DoD IG Critical of DCMA Proposal Audits

DoD IG Critical of DCMA Proposal Audits by Darrell Oyer, Darrell J. Oyer & Co.:

In 2010 DOD issued guidance to contracting officers raising the contract value for requesting a proposal audit from $650,000 to $10 million for fixed-price contracts and from $10 million to $100 million for cost-type proposals.

DOD transferred low-dollar proposal audits from the Defense Contract Audit Agency (DCAA) to the Defense Contract Management Agency (DCMA).

The change came in the wake of congressional criticism over the quality of DCAA’s audits. DCAA said this decision would allow it to redirect 132,133 audit hours to higher-dollar proposals [Editorial Note:  Sure]. A DOD Inspector General (IG) report has now concluded that this action could cost taxpayers as much as $249.1 million per year.

According to the IG, DCMA’s Pricing and Negotiation eTool information system is unreliable for cost analysis performance.  The IG recommended returning the authority for low-dollar audits to DCAA. However, the Office of Defense Procurement and Acquisition Policy (DPAP) said that the IG’s analysis was flawed and that it will monitor future audits to see if a change is warranted.

According to the IG report, DOD did not perform a business case analysis to support the decision.  DCAA could have audited as much as $1,885 per audit hour in questioned costs from the lower-dollar audits and the total loss to taxpayers was as much as $249.1 million annually.  A business case study would have found that DCMA (1) was not prepared to conduct low-dollar cost analysis (2) could not report performance statistics related to their cost-analysis and (3) could not replace the potential return on investment identified by DCAA before the guidance was issued.

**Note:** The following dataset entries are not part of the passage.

PR #12114, opened 2025-10-02
HIP-1056 Reconstruct ContractBytecode

### LINKED ISSUE #11702: HIP-1056 Reconstruct ContractBytecode
### Problem

HIP-1056 is updated to remove references of `ContractBytecode` sidecar message in BS, and only write contract initcode / runtime bytecode if it's not in the transaction body itself or a file, mirrornode should follow the change to gather the information, and maintain file state for cases when bytecode is in a file, to reconstruct `ContractBytecode` sidecar.

### Solution

- runtime bytecode is in statechanges with state id `STATE_ID_CONTRACT_BYTECODE` and proto message `Bytecode`
- initcode
  - for top level contract creates, initcode is either in the transaction body or in the file referred to in the transaction body
  - for non-top level contract creates, with data `EvmTraceData.executed_initcode`, initcode is
    - `executed_initcode.initcode_bookends.deploy_bytecode | runtime bytecode | executed_initcode.initcode_bookends.metadata_bytecode` if `executed_initcode.initcode_bookends` is set
    - `executed_initcode.explicit_initcode` if set

### Alternatives

_No response_

xin-hedera:
**Description**:

This PR adds reconstruction of contract bytecode sidecar transaction record from blockstream

- Parse contract runtime bytecode from statechanges
- Reconstruct contract bytecode sidecar in `AbstractBlockTransactionTransformer`
- Add `FileDataService` to read file content from stitched state
- Add `ContractBytecodeService` to read and decode contract bytecode or ethereum call data from file 
- Add `ContractInitcodeService` for common logic reuse in `ContractCreateTransactionHandler` and `ContractResultService`
- Set amount, functionParameters, and gasLimit in `ContractResult` from decoded ethereum transaction
- Fix flaky `ContractTransformerTest`

**Related issue(s)**:

Fixes #11702

**Notes for reviewer**:

**Checklist**

### DIFF
--- a/importer/src/main/java/org/hiero/mirror/importer/downloader/block/transformer/AbstractBlockTransactionTransformer.java
+++ b/importer/src/main/java/org/hiero/mirror/importer/downloader/block/transformer/AbstractBlockTransactionTransformer.java
@@ -13,10 +13,7 @@ import com.hedera.hapi.block.stream.output.protoc.TransactionOutput;
 import com.hedera.hapi.block.stream.output.protoc.TransactionOutput.TransactionCase;
 import com.hedera.hapi.block.stream.trace.protoc.ContractSlotUsage;
 import com.hedera.hapi.block.stream.trace.protoc.EvmTraceData;
-import com.hedera.hapi.block.stream.trace.protoc.EvmTransactionLog;
-import com.hedera.hapi.block.stream.trace.protoc.ExecutedInitcode;
 import com.hedera.hapi.block.stream.trace.protoc.SlotRead;
-import com.hedera.services.stream.proto.ContractAction;
 import com.hedera.services.stream.proto.ContractActions;
 import com.hedera.services.stream.proto.ContractBytecode;
 import com.hedera.services.stream.proto.ContractStateChange;
@@ -129,14 +126,8 @@ abstract class AbstractBlockTransactionTransformer implements BlockTransactionTr
             BlockTransaction blockTransaction,
             ContractFunctionResult.Builder contractResultBuilder,
             RecordItem.RecordItemBuilder recordItemBuilder) {
-        var evmTraceData = blockTransaction.getEvmTraceData();
-        if (evmTraceData == null) {
-            return;
-        }
-
-        transformEvmTransactionLogs(contractResultBuilder, evmTraceData.getLogsList());
-        transformSidecarRecords(
-                blockTransaction, contractResultBuilder.getContractID(), evmTraceData, recordItemBuilder);
+        transformEvmTransactionLogs(contractResultBuilder, blockTransaction.getEvmTraceData());
+        transformSidecarRecords(blockTransaction, contractResultBuilder.getContractID(), recordItemBuilder);
     }
 
     private void transformSmartContractResult(BlockTransactionTransformation transformation) {
@@ -193,11 +184,12 @@ abstract class AbstractBlockTransactionTransformer implements BlockTransactionTr
     }
 
     private void transformEvmTransactionLogs(
-            ContractFunctionResult.Builder contractResultBuilder, List<EvmTransactionLog> evmTransactionLogs) {
-        if (evmTransactionLogs.isEmpty()) {
+            ContractFunctionResult.Builder contractResultBuilder, EvmTraceData evmTraceData) {
+        if (evmTraceData == null || evmTraceData.getLogsList().isEmpty()) {
             return;
         }
 
+        var evmTransactionLogs = evmTraceData.getLogsList();
         var bloomFilters = new ArrayList<LogsBloomFilter>(evmTransactionLogs.size());
         for (var evmTransactionLog : evmTransactionLogs) {
             var bloomFilter = bloomFor(evmTransactionLog);
@@ -216,17 +208,15 @@ abstract class AbstractBlockTransactionTransformer implements BlockTransactionTr
     }
 
     private void transformContractActions(
-            Timestamp consensusTimestamp,
-            List<ContractAction> contractActions,
-            List<TransactionSidecarRecord> sidecarRecords) {
-        if (contractActions.isEmpty()) {
+            Timestamp consensusTimestamp, EvmTraceData evmTraceData, List<TransactionSidecarRecord> sidecarRecords) {
+        if (evmTraceData == null || evmTraceData.getContractActionsList().isEmpty()) {
             return;
         }
 
         var contractActionSidecarRecord = TransactionSidecarRecord.newBuilder()
                 .setConsensusTimestamp(consensusTimestamp)
                 .setActions(ContractActions.newBuilder()
-                        .addAllContractActions(contractActions)
+                        .addAllContractActions(evmTraceData.getContractActionsList())
                         .build())
                 .build();
         sidecarRecords.add(contractActionSidecarRecord);
@@ -236,7 +226,7 @@ abstract class AbstractBlockTransactionTransformer implements BlockTransactionTr
             BlockTransaction blockTransaction,
             Timestamp consnsusTimestamp,
             ContractID contractId,
-            ExecutedInitcode executedInitcode,
+            EvmTraceData evmTraceData,
             List<TransactionSidecarRecord> sidecarRecords) {
         if (!blockTransaction.getTransactionBody().hasContractCreateInstance()) {
             return;
@@ -245,7 +235,8 @@ abstract class AbstractBlockTransactionTransformer implements BlockTransactionTr
         blockTransaction.getStateChangeContext().getContractBytecode(contractId).ifPresent(runtimeBytecode -> {
             var contractBytecode =
                     ContractBytecode.newBuilder().setContractId(contractId).setRuntimeBytecode(runtimeBytecode);
-            if (!executedInitcode.equals(ExecutedInitcode.getDefaultInstance())) {
+            if (evmTraceData != null && evmTraceData.hasExecutedInitcode()) {
+                var executedInitcode = evmTraceData.getExecutedInitcode();
                 var initcodeCase = executedInitcode.getInitcodeCase();
                 switch (initcodeCase) {
                     case EXPLICIT_INITCODE -> contractBytecode.setInitcode(executedInitcode.getExplicitInitcode());
@@ -337,9 +328,9 @@ abstract class AbstractBlockTransactionTransformer implements BlockTransactionTr
 
     private void transformContractStateChanges(
             BlockTransaction blockTransaction,
-            List<ContractSlotUsage> contractSlotUsages,
+            EvmTraceData evmTraceData,
             List<TransactionSidecarRecord> sidecarRecords) {
-        if (contractSlotUsages.isEmpty()) {
+        if (evmTraceData == null || evmTraceData.getContractSlotUsagesList().isEmpty()) {
             return;
         }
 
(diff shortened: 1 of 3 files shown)


jnels124 (approved):
LGTM

importer/src/main/java/org/hiero/mirror/importer/domain/ContractInitcodeService.java
```diff
@@ -0,0 +1,18 @@
+// SPDX-License-Identifier: Apache-2.0
+
+package org.hiero.mirror.importer.domain;
```
steven-sheehy: It's weird to have a service in a domain package. Should add a `org.hiero.mirror.importer.service` and move all these new services there.

importer/src/main/java/org/hiero/mirror/importer/service/ContractInitcodeServiceImpl.java
```diff
@@ -0,0 +1,37 @@
...
+
+@Named
+@RequiredArgsConstructor
+public final class ContractInitcodeServiceImpl implements ContractInitcodeService {
+
+    private final FileDataService fileDataService;
+
+    @Override
+    public byte[] get(ContractBytecode contractBytecode, RecordItem recordItem) {
+        if (!recordItem.getTransactionBody().hasContractCreateInstance()) {
```
steven-sheehy, line 21: For ethereum transactions with no to_address and call_data present do they still send us the initcode in the sidecar with the child contract create or is it optimized to omit?

importer/src/main/java/org/hiero/mirror/importer/service/FileDataServiceImpl.java
```diff
@@ -0,0 +1,157 @@
...
+                    } else {
+                        contents.addFirst(dbContent);
+                        return combine(contents);
+                    }
+                })
+                .orElse(null);
+    }
+
+    @Override
+    public void onFileData(@Nonnull FileData fileData) {
```
steven-sheehy, line 72: Do we really need the listeners? Can't we just inject the ParserContext and retrieve the data from there? Then the implementation is simpler and there's no need for cache invalidation on start.

importer/src/test/java/org/hiero/mirror/importer/parser/domain/BlockTransactionBuilder.java
```diff
@@ -97,6 +106,7 @@
 public class BlockTransactionBuilder {
 
     private final RecordItemBuilder recordItemBuilder;
+    private final SidecarContractMigration sidecarContractMigration;
```
steven-sheehy: Unused?

importer/src/main/java/org/hiero/mirror/importer/repository/FileDataRepository.java
```diff
@@ -50,25 +50,26 @@ List<FileData> findAddressBooksBetween(
...
+          and (transaction_type = 17
+                 or (transaction_type = 19 and length(file_data) <> 0))
+        order by consensus_timestamp desc
+        limit 1
+      )
+      select
+        (select consensus_timestamp from first) as consensus_timestamp,
+        ?1 as entity_id,
+        string_agg(file_data, '' order by consensus_timestamp) as file_data,
+        (select transaction_type from first) as transaction_type
```
steven-sheehy: Prefer that we join on first once instead of do multiple sub-queries for each row, even though that data should be in memory.

importer/src/main/java/org/hiero/mirror/importer/repository/FileDataRepository.java
```diff
@@ -50,25 +50,26 @@ List<FileData> findAddressBooksBetween(
...
+      with  first as (
+        select consensus_timestamp, transaction_type
+        from file_data
+        where entity_id = ?1
+          and consensus_timestamp <= ?2
+          and (transaction_type = 17
+                 or (transaction_type = 19 and length(file_data) <> 0))
+        order by consensus_timestamp desc
+        limit 1
+      )
```
steven-sheehy: Is there a functional or non-functional benefit to changing this query? If so, we would need to incorporate it in web3 and rest-java (for new exchangerate API) soon as they have identical queries.

importer/src/main/java/org/hiero/mirror/importer/downloader/block/transformer/AbstractBlockTransactionTransformer.java
```diff
@@ -227,6 +231,41 @@ private void transformContractActions(
...
+                switch (initcodeCase) {
+                    case EXPLICIT_INITCODE -> contractBytecode.setInitcode(executedInitcode.getExplicitInitcode());
+                    case INITCODE_BOOKENDS ->
+                        contractBytecode.setInitcode(
+                                asInitcode(executedInitcode.getInitcodeBookends(), runtimeBytecode));
+                    default ->
+                        log.warn(
+                                "Unknown initcode case {} at {}",
+                                initcodeCase,
+                                blockTransaction.getConsensusTimestamp());
```
steven-sheehy: Should be a recoverable error

importer/src/main/java/org/hiero/mirror/importer/downloader/block/transformer/Utils.java
```diff
@@ -24,6 +25,20 @@ static Address asAddress(ContractID contractId) {
         return Address.wrap(Bytes.wrap(DomainUtils.toEvmAddress(contractId)));
     }
 
+    static ByteString asInitcode(InitcodeBookends initcodeBookends, ByteString runtimeBytecode) {
```
steven-sheehy, line 28: Why does it need to be a util? Think it's only used in one transformer class.

importer/src/main/java/org/hiero/mirror/importer/downloader/block/transformer/AbstractBlockTransactionTransformer.java
```diff
@@ -227,6 +231,41 @@ private void transformContractActions(
...
 
+    private void transformContractBytecode(
+            BlockTransaction blockTransaction,
+            Timestamp consnsusTimestamp,
+            ContractID contractId,
+            ExecutedInitcode executedInitcode,
+            List<TransactionSidecarRecord> sidecarRecords) {
+        if (!blockTransaction.getTransactionBody().hasContractCreateInstance()) {
+            return;
+        }
```
steven-sheehy, line 233: Do we need to handle creates via ethereum transaction that have call_data in body differently?

importer/src/main/java/org/hiero/mirror/importer/service/ContractInitcodeServiceImpl.java
xin-hedera: initcode is empty in the sidecar. for blockstream, consensus node should leave `EvmTraceData.executed_initcode` unset and the initcode service will also return empty initcode.

importer/src/main/java/org/hiero/mirror/importer/service/FileDataServiceImpl.java
xin-hedera: Purpose of the cache and the added complexity enables importer to have all file data chunks in the lifecyle so as to avoid slow repository call.

importer/src/main/java/org/hiero/mirror/importer/repository/FileDataRepository.java
xin-hedera: the subquery method should be more performant, the main query itself is an aggregation. a join would create a wide row and then also requires adding the columns from the CTE to an additional group by clause.

importer/src/main/java/org/hiero/mirror/importer/repository/FileDataRepository.java
xin-hedera: the change is now it returns the first chunk's transaction type instead of null. I can sync the change to other modules.

importer/src/main/java/org/hiero/mirror/importer/downloader/block/transformer/Utils.java
xin-hedera: make it directly testable

importer/src/main/java/org/hiero/mirror/importer/downloader/block/transformer/AbstractBlockTransactionTransformer.java
xin-hedera: nope. explained in a previous comment that in recordstream the sidecar for the child contractcreate has empty initcode.  If we think we should populate the initcode from the parent eth tx's embedded calldata or data offloaded in a file, we can create a ticket and make the change in parser.

importer/src/test/java/org/hiero/mirror/importer/parser/domain/BlockTransactionBuilder.java
xin-hedera: yup, likely some weird auto-complete IDE magic.

importer/src/main/java/org/hiero/mirror/importer/service/ContractInitcodeServiceImpl.java
```diff
@@ -0,0 +1,37 @@
...
+        }
+
+        var contractCreate = recordItem.getTransactionBody().getContractCreateInstance();
+        if (contractCreate.hasInitcode()) {
+            return DomainUtils.toBytes(contractCreate.getInitcode());
+        } else if (contractCreate.hasFileID() && recordItem.isBlockstream()) {
+            return fileDataService.get(recordItem.getConsensusTimestamp(), EntityId.of(contractCreate.getFileID()));
+        }
+
+        if (contractBytecode != null) {
```
xin-hedera, line 39: updated the logic in the service so it behaves the same as the original logic in `ContractCreateTransactionhandler`, specifically it now returns empty bytearray when the initcode is not in the transaction body and `ContractBytecode.initcode` is empty.

importer/src/main/java/org/hiero/mirror/importer/repository/FileDataRepository.java
steven-sheehy: Should be? Does the query plan show a performance improvement?

importer/src/main/java/org/hiero/mirror/importer/downloader/block/transformer/AbstractBlockTransactionTransformer.java
steven-sheehy: Maybe it's not necessary since it seems like we probably handle this in view layer.

importer/src/main/java/org/hiero/mirror/importer/service/FileDataServiceImpl.java
steven-sheehy: Right, not saying to get rid of the cache. Just wondering if we can avoid having the listeners and having to do cache cleanup on error if we instead avoid inserting into the cache until after successful commit. So you could have multiple levels of data retrieval: ParserContext (uncomitted) -> cache (committed) -> repository (committed but not in cache). Can use TransactionAwareCacheManagerProxy to insert into cache with data from ParserContext so it's automatic.

xin-hedera: In `ParserContext` file data is a list, and `ParserContext`' state (as a HashMap) can't store a list of file data updates by the entity id. So without adding custom logic and a state map from key to a list of objects, the service then needs to find the file data updates of a specific entity id from the list in `ParserContext`.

DOD and DCAA disagreed, responding that the IG report does not account for the savings from redirecting audit hours to higher-dollar contracts. They added that allocating just 10 percent of the redirected hours to the questioned costs of higher-dollar proposals could save $663.8 million per year.  The report also does not count the results of the DCMA audits.

The IG agreed that auditing higher-dollar contracts would generate more savings.

But the report said DCAA did not make the best choice by limiting low-dollar contract audit hours. It also could have redirected work from other audit areas that generate less per hour in savings than low-dollar contracts, including doing less special audits, defective pricing reviews, cost accounting standards audits and incurred costs. [Editorial Note:  Just what is needed; less currency on incurred cost audits!!]

DCAA further objected to the IG’s use of questioned costs to measure savings to the taxpayer. The average net savings for audits of fixed-price contracts for fiscal years 2009 to 2011 is about 42 cents per dollar of questioned costs, DCAA said, reducing the savings from $249.1 million to $122.4 million. [Editorial Note:  This is the cost questioned sustained data that DCAA has been reluctant to reveal.]